Easily sourced on YouTube, some guests might be influenced to coerce their guide to create such experiences. New trails guide should wait until they have developed a reasonable base of personal experience, after a few years on the ground, if deciding this is something they want to pursue. What happens if a normally calm or habituated animal develops a painful abscess and is now not so happy? You will find that legal advice cautions against blurring the lines between philosophy and science. Regardless of opinions, increasing risk factors [for the animal, guests and guides] could have serious consequences in an insurance claim or investigation.
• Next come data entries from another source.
PR #259, opened 2022-10-22
More matches and labels

FazanaJ:
Make clean also makes sure to kill the Linker now too, so you don't have to delete it yourself.

(Sorry it's another big one, just how documentation be sometime)


src/camera.c
```diff
@@ -853,9 +880,133 @@ void func_80068508(s32 arg0) {
 }
 
 GLOBAL_ASM("asm/non_matchings/camera/func_80068514.s")
-GLOBAL_ASM("asm/non_matchings/camera/func_80068BF4.s")
+
+typedef struct unk80068BF4 {
```
Ryan-Myers, line 884: Should the struct definition and GFX macros be moved elsewhere?

Ryan-Myers (approved):
LGTM. Nice work with the matches AND the documentation.

src/camera.c
FazanaJ: I shall fix that

FazanaJ: I have fixed that.

DavidSM64 (approved):
LGTM

PR #558, opened 2025-05-06
Fix JP build and add action to test all versions

Ryan-Myers:
The action is currently untested, and needs some secrets, but I'm reasonably confident it should work. It's just such a pain to test these until they're in the master branch. I'll send secret details separately.


DavidSM64 (approved):
Lets hope it works!

PR #560, opened 2025-05-07
Name some racer FX related bits

FazanaJ:
Found where the game allocates and updates boosts and such, so here's some easy names.


DavidSM64 (approved):
LGTM

PR #563, opened 2025-05-12
match load_texture

Unnunu:


src/textures_sprites.c
```diff
@@ -468,15 +463,13 @@ TextureHeader *load_texture(s32 arg0) {
         }
         load_asset_to_address(assetSection, (u32) tex, assetOffset, assetSize);
     } else {
-        temp_v0_5 = byteswap32((u8 *) &gTempTextureHeader->uncompressedSize);
-        temp_a0 = (numberOfTextures * 0x60) + temp_v0_5;
-        sp3C = temp_v0_5 + 0x20;
-        tex = (TextureHeader *) mempool_alloc(temp_a0 + 0x20, gTexColourTag);
+        sp3C = byteswap32((u8 *) &gTempTextureHeader->uncompressedSize) + 0x20;
```
Bl00D4NGEL, line 466: The `0x20` should probably be a `sizeof(TextureHeader)` given we are working with that struct here. The same probably applies to `0x60` being `sizeof(TextureHeader) * 3`

Unnunu: 0x60 bytes are likely reserved for 12 Gfx commands

FazanaJ: 0x60 would be sizeof(Gfx) * 12

Bl00D4NGEL: I see, 0x60 also appears in `tex_asset_size` in the return statement, is it worth defining something like `#define TEX_CI_COMMAND_SIZE 0x30` and `#define TEX_DEFAULT_COMMAND_SIZE 0x60` to make it clear(er) what 0x60 / 0x30 mean?

PR #569, opened 2025-05-13
Convert Asset20 to Object_Boost and convert unk80068514_arg4 to Sprite

Ryan-Myers:
Fixes a lot of warnings, as well.

I was working on `func_8000B750` when I noticed that Asset20 is Object_Boost, so I decided to clean that up, and somehow that lead me to convert unk80068514_arg4 to Sprite as well.

Then I fell into the trap of trying to fix all of our warnings. So I figured rather than let this get out of hand, I should submit it now.


Bl00D4NGEL (approved):
Lovely, thank you!

PR #570, opened 2025-05-13
match: func_8008F618

Bl00D4NGEL:
Only 4 F3D funcs left now


Ryan-Myers (approved):
Nice! Final lap of Darkmoon Caverns!

PR #579, opened 2025-05-17
partial match: func_80028050

Bl00D4NGEL:
Improves match for func_80028050. decomp.me: https://decomp.me/scratch/E1DFy

Match credits for func_8007CA68 goes to @DavidSM64


DavidSM64 (approved):
LGTM, thanks!

PR #584, opened 2025-05-21
DKR Assets Tool v0.5.1, finished up .obj model support

DavidSM64:
Finished up .obj file support for custom models, including:
* Vertex colors
* Animated textures
    * Note: Each frame number must be added to the end of the filename after a underscore. Example: `foo_0.png`, `foo_1.png`, `foo_2.png`, etc.
* Automatic Triangulation
* Wrapping/Clamping. (Does wrapping by default, can be changed to clamping using a json file)
* Supports other texture formats besides RGBA16.
    * Note: You can set a specific format by putting it in the image filename like: `foo.ia16.png`
* Added a texture cache during the building process. If a custom texture is identical to an already existing texture, then it will just reuse the ID of the texture that was already included.


Ryan-Myers (approved):
Wow, can't wait to see soke mods made with this!

PR #609, opened 2025-06-08
improve match for func_800BDC80 & match func_80060EA8

Bl00D4NGEL:
Match credit for func_80060EA8 goes to @Unnunu , I just cleaned up stack pointer stuff and swapped registers


Ryan-Myers (approved):
10/10 no notes

PR #610, opened 2025-06-09
DKR Assets Tool v0.5.2 (Basic glTF support)

DavidSM64:
This version adds support for .gltf and .glb files. Also added a custom stack trace when the tool is compiled with `-g` in the tools makefile. Occurs automatically when an error is triggered.

What is supported:
 * Basic model geometry + uvs + vertex colors
 * Attach points
 * Textures (.png files and embedded .png textures)
 * You can specify render flags from a material's extras property (Custom Properties in blender). Can be a string, or an array of strings. The flags should match the enum values from RenderFlags in `src/textures_sprites.h`
 * Animations using Morph Targets (Called Shape Keys in blender)
     * DKR expects every keyframe to be EXACTLY 0.267 seconds apart from each other, which is a awkward number to work with.
     * To help with that, in the .json file you can specify how many seconds-per-keyframe to sample:
```
      "animation": {
          "seconds-per-keyframe": 0.25
      }
  ```
The game will still playback at 0.267 seconds per keyframe, but this makes it easier to create a new keyframe every 1/4th of a second.

What is NOT supported in this update:
* Matrix transforms. Every mesh will just be local.
* Skeletal/skin animations. (Also baking skeletal animation to shape keys in blender doesn't seem to work?)
* Collision spheres. This is a feature only used by the dinosaur models, so it isn't *really* needed just yet.

Once again, I probably broke stuff. Please test if you are able.

### DIFF
--- a/src/hasm/math_util.c
+++ b/src/hasm/math_util.c
@@ -819,7 +819,7 @@ GLOBAL_ASM("asm/math_util/sins_f.s")
 GLOBAL_ASM("asm/math_util/coss_f.s")
 GLOBAL_ASM("asm/math_util/coss.s")
 GLOBAL_ASM("asm/math_util/sins_2.s")
- 
+
 // Untested
 #ifdef NON_EQUIVALENT
 UNUSED s32 calc_dyn_lighting_for_level_segment(LevelModelSegment *segment, s32 *vec3_ints) {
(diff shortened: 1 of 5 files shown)


FazanaJ (approved):
All good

All guiding comes with responsibility. When working with guides we should talk about the things that can go wrong [which is too often avoided] - Although in the perfect world we would want otherwise, it is important to understand that if you walk long enough you will get revved, bump animals and/ or disturb animals. Hopefully you will never have to pull the trigger, but this might too happen. A good investigation will review decision making processes, whether you have up to date guides licenses, qualifications, experience breakdown, etc. – These are all great reasons to keep good logbooks as a dangerous game trails guide.


Rifles



Rifles are not something everyone has a passion for, but they do form part of most trails experiences. We often observe rifles in two paradoxically opposites, either creating a false sense of security or been carried very uncomfortably. This evolves largely from a lack of knowledge. Remember that:


  • All rifles and calibers are not equal, and none come off the shelf perfectly modified for the trails guide.

  • There is no replacement for frequent live fire – practice practice practice.

  • If live fire is not possible [for various reasons], develop muscle memory through doing the appropriate exercises whilst dry firing. Use creative visualization techniques to mentally prepare yourself.

  • Carrying completely inappropriate rounds in a rifle because that is what was available is not acceptable.

  • Make sure you meet legal requirement to carry and use a rifle. Know how to manage an incident.

  • Rifle maintenance and care are none negotiable. Besides serving an important functional aspect, this also tells you a lot about a guide [much like polished boots do].


These points might seem obvious, but time on the ground show us otherwise.


Special Journey



As you progress on your personal journey you will decide on what type of trails experience you most enjoy and with time this will to keep changing. The definition of what a typical or classically-guided-experience is, is broad and there is no need to be bound in a repetitive or conventional construct. Don’t rush the process, rather take the time to develop real experience.


Trails guiding is true privilege and each time I am out there I think how incredibly blessed I am. May your journey be uniquely and incredibly rewarding.